The Price of Exotification

Submitted by Jason Chu ’08

This image (an advertisement for VH1′s newest celeb-fronted “educational” vehicle) is problematic.

Or is it?



Three “ethnic” women – arrayed in traditional/ceremonial garb worn rarely, if at all, in modern-day Africa, South Asia, and East Asia – stand, heavily-made-up, behind Jessica Simpson, whose muted clothes and “natural” makeup suggest that she is the default – absent symbols of “color” or “ethnic” culture, we see her as the de facto norm, the standard by which “regular” beauty is judged.

The shot – progressing from “darkest” to “lightest”, including a white-painted Asian woman – also supports the very unhelpful concept that race is reducible to skin color, which falls on a continuum between two extremes: Black and White, and everything in-between is precisely that, caught in between two points. The Asian woman isn’t White, you see, but her face is painted white – with the White woman placed in front of the others, on the right side of the continuum, the implicit suggestion is that there is a progression, from native, uncivilized, exotified beauty, to the civilized, progressive, and modern.

Of course, Asian and African women very often do not dress like the women portrayed in the shot. But actual trends and fashions in Asia and Africa would actually clothe women of all colors similarly – and that just won’t do, because this is a show about a White woman – who is, you know, normally beautiful – serving as tour guide on our little television expedition to the wacky, exotic ideas about beauty that those other cultures hold to.

If Ms. Simpson were to be wearing, say, a corset and lead facepaint, this ad would be significantly less problematic – simply a cross-section of historical fashion trends from all points across the globe. But as it is, Jessica Simpson stands, our modern (read: White, Western) touchpoint against the costumed, made-up exotic women of Somewhere Else.
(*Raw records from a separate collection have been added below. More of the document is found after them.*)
PR #5825, opened 2025-08-11
LibWeb+LibWebView+Base: Add basic parental controls

Psychpsyo:
Adds very basic parental controls to the settings to block websites with adult content on them. If you need an adult website to test this with, pornhub.com includes the relevant meta tags on their site. (I've also tested quite a few other adult sites to see how well the coverage is, it seems like most adult websites use at least one of these)

About the checked tags:
`"adult"` - commonly used on porn sites, seems to be given as a recommendation online
`"RTA-5042-1996-1400-1577-RTA"` - The [Restricted to Adults label](https://www.rtalabel.org/), probably the closest thing to a standard that exists here.* Also commonly used.
`"mature"` - used on some NSFW image boards, such as rule34.xxx

I did consider just checking for the presence of a rating meta tag, but some image boards (like safebooru.org) set it to "general" to indicate that the content is NOT adult content.

Note: Of course this setting is awful as actual parental controls, since any kid could just disable it. For that, we might want to consider password-locking this somehow or tying into the OS's parental control options in the future.

\* Except for the two actual standards that exist for this:
1. [age.xml](https://www.jugendschutzprogramm.de/en/provider/age-xml/), which is a lot more complex and therefore used a lot less on actual pages out in the wild. (example: pornhub does not have an age.xml)
2. The `prefer: safe` HTTP header. [Firefox sends this](https://blog.mozilla.org/netpolicy/2014/07/22/prefersafe-making-online-safety-simpler-in-firefox/) when the OS has parental controls enabled, though I'm not sure if websites actually respect that. It also comes with similar problems as the Do Not Track header, giving the server an extra bit of a user's tracking footprint + potentially informing bad actors of the fact that a user has parental controls enabled. (= is probably underage)

### DIFF
--- a/Base/res/ladybird/about-pages/about.html
+++ b/Base/res/ladybird/about-pages/about.html
@@ -9,6 +9,7 @@
     <h1>List of About URLs</h1>
     <ul>
         <li><a href="about:about">about:about</a></li>
+        <li><a href="about:blocked">about:blocked</a></li>
         <li><a href="about:newtab">about:newtab</a></li>
         <li><a href="about:processes">about:processes</a></li>
         <li><a href="about:settings">about:settings</a></li>
--- a/Base/res/ladybird/about-pages/blocked.html
+++ b/Base/res/ladybird/about-pages/blocked.html
@@ -1,0 +1,14 @@
+<!DOCTYPE html>
+<html lang="en">
+<head>
+    <meta charset="UTF-8">
+    <meta name="color-scheme" content="light dark">
+    <title>Blocked by Parental Controls</title>
+</head>
+<body>
+    <h1>Blocked by Parental Controls</h1>
+    <p>
+        The page you were trying to access has been blocked by parental controls.
+    </p>
+</body>
+</html>
--- a/Base/res/ladybird/about-pages/settings.html
+++ b/Base/res/ladybird/about-pages/settings.html
@@ -378,6 +378,19 @@
         </div>
 
         <div class="card">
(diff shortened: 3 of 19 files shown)


gmta:
This feels very off-brand for Ladybird to me, especially if there's no good web spec involved. I'd leave this type of functionality to future browser extensions. But other maintainers should probably chime in as well, just my 2 cents.

AtkinsSJ:
My reaction was also that it feels like extension functionality. I don't *object* to it being in, but I don't think it would be a useful feature until we have wider adoption, and by that point we'll probably have extension support.

Psychpsyo:
I do somewhat agree with the sentiment here and wouldn't have strong objections to this being closed.

Though I feel like an extension might not be the best way to go about this in particular, because
1. I doubt it'd be able to hook into OS-wide settings for this sort of thing in the future and
2. it should probably always be trivially easy to remove an extension for any user of the browser.

AtkinsSJ:
True... though, disabling the blocker is also trivial.

gmta:
@Psychpsyo

> 1. I doubt it'd be able to hook into OS-wide settings for this sort of thing in the future and

We could eventually decide on exposing pieces of the OS' configuration only to browser extensions, for example.

> 2. it should probably always be trivially easy to remove an extension for any user of the browser.

Continuing on the freedom of actions within the browser itself, it should then also be trivially easy to disable any parental controls, overriding whatever the OS tells the browser to do (if at all).

PR #5827, opened 2025-08-11
LibWeb/IDB: Recent spec changes

stelar7:
Corresponds to:
* https://github.com/w3c/IndexedDB/pull/467
* https://github.com/w3c/IndexedDB/pull/458
* https://github.com/w3c/IndexedDB/pull/460


Libraries/LibWeb/IndexedDB/IDBRequest.h
```diff
@@ -63,7 +65,7 @@ class IDBRequest : public DOM::EventTarget {
 
     // A request has a result and an error
     JS::Value m_result;
-    GC::Ptr<WebIDL::DOMException> m_error;
+    Optional<GC::Ptr<WebIDL::DOMException>> m_error;
```
AtkinsSJ, line 68: `Optional<Ptr>` is an odd pattern, is there a reason this can't stay a `Ptr` or be an `Optional<Ref>`?

stelar7: There is 3 values for this, `unset`, `null`, and `DOMException`, so this was the best fitting type in my mind. Im open to suggestions 😅

AtkinsSJ: Oh, that's super weird. Yeah this works then!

What do you think? Do advertisements like this project normative images of beauty onto the readers’ consciousnesses – and if so, how effective are they at altering, whether conscious or subtly, your (our?) conceptions of the ideal body, the “normal” image of beauty, and ethnicized individuals? Is this just another ad for a trashy VH1 show, or is it more offensive than that? Let’s talk in the comments.